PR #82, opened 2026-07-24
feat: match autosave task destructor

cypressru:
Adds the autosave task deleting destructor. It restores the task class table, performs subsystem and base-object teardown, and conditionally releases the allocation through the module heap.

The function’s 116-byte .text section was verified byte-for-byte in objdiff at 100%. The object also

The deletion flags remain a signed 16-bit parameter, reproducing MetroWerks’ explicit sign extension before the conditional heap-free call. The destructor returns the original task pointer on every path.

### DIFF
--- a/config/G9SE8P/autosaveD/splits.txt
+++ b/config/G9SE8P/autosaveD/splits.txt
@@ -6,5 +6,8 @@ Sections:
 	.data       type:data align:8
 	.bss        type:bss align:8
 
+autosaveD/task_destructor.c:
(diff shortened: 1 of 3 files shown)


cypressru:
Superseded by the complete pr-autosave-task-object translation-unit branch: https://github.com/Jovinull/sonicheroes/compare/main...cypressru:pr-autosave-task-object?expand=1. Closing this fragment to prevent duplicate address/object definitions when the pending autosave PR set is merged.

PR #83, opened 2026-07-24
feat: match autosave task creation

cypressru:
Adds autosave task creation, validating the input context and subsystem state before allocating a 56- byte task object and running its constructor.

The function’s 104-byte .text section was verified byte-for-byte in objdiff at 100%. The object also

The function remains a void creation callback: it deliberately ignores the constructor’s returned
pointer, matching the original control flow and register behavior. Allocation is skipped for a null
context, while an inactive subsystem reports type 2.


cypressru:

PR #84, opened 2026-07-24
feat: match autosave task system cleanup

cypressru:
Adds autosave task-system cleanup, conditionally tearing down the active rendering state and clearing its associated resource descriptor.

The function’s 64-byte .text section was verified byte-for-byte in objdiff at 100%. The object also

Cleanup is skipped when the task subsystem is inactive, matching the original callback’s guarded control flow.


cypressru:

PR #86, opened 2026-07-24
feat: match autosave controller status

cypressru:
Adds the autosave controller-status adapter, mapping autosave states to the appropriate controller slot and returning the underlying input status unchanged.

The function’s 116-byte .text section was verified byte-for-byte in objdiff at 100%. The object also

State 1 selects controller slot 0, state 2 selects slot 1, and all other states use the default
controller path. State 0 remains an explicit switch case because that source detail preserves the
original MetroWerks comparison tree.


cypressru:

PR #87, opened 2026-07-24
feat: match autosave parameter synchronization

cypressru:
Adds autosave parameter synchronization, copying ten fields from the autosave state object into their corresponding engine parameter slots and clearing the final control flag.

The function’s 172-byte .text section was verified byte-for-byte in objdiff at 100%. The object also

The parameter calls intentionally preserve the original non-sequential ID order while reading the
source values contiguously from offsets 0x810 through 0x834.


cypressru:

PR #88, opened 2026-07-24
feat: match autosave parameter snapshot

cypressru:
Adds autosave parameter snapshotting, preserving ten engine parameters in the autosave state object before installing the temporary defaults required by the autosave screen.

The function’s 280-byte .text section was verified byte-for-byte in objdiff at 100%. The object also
===
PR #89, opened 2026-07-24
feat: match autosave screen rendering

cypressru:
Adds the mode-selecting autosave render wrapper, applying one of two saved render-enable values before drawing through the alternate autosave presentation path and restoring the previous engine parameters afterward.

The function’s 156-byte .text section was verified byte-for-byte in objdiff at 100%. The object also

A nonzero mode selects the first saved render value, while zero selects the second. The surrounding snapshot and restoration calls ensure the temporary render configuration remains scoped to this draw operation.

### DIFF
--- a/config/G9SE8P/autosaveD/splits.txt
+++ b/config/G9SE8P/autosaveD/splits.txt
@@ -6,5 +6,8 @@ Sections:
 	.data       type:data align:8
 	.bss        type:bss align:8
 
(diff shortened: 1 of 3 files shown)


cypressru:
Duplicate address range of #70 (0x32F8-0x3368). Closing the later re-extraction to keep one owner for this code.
===
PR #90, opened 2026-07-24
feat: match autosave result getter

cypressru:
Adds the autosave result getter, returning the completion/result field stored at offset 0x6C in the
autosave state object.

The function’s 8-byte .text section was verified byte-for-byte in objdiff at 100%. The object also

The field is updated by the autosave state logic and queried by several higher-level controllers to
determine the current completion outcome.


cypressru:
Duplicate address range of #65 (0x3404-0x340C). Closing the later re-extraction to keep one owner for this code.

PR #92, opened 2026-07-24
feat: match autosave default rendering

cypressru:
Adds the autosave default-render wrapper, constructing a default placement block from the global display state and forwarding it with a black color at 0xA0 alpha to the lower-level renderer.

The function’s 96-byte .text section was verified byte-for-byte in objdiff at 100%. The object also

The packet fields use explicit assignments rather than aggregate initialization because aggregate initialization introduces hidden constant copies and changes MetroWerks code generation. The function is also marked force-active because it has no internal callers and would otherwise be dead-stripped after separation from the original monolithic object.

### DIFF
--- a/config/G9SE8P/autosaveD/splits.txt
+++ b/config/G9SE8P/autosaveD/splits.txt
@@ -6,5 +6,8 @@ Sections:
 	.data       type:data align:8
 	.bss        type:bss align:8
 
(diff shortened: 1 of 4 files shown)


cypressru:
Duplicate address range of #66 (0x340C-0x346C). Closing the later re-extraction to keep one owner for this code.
===
- **ACTIVITY**:
Could you set down, exactly as written, the lines above between the one holding "PR #82, opened 2026-07-24" and the one holding "Adds autosave task-system", inclusive, and nothing more?

- **SOLVED PROBLEM**:
PR #82, opened 2026-07-24
feat: match autosave task destructor

cypressru:
Adds the autosave task deleting destructor. It restores the task class table, performs subsystem and base-object teardown, and conditionally releases the allocation through the module heap.

The function’s 116-byte .text section was verified byte-for-byte in objdiff at 100%. The object also

The deletion flags remain a signed 16-bit parameter, reproducing MetroWerks’ explicit sign extension before the conditional heap-free call. The destructor returns the original task pointer on every path.

### DIFF
--- a/config/G9SE8P/autosaveD/splits.txt
+++ b/config/G9SE8P/autosaveD/splits.txt
@@ -6,5 +6,8 @@ Sections:
 	.data       type:data align:8
 	.bss        type:bss align:8
 
+autosaveD/task_destructor.c:
(diff shortened: 1 of 3 files shown)


cypressru:
Superseded by the complete pr-autosave-task-object translation-unit branch: https://github.com/Jovinull/sonicheroes/compare/main...cypressru:pr-autosave-task-object?expand=1. Closing this fragment to prevent duplicate address/object definitions when the pending autosave PR set is merged.

PR #83, opened 2026-07-24
feat: match autosave task creation

cypressru:
Adds autosave task creation, validating the input context and subsystem state before allocating a 56- byte task object and running its constructor.

The function’s 104-byte .text section was verified byte-for-byte in objdiff at 100%. The object also

The function remains a void creation callback: it deliberately ignores the constructor’s returned
pointer, matching the original control flow and register behavior. Allocation is skipped for a null
context, while an inactive subsystem reports type 2.


cypressru:

PR #84, opened 2026-07-24
feat: match autosave task system cleanup

cypressru:
Adds autosave task-system cleanup, conditionally tearing down the active rendering state and clearing its associated resource descriptor.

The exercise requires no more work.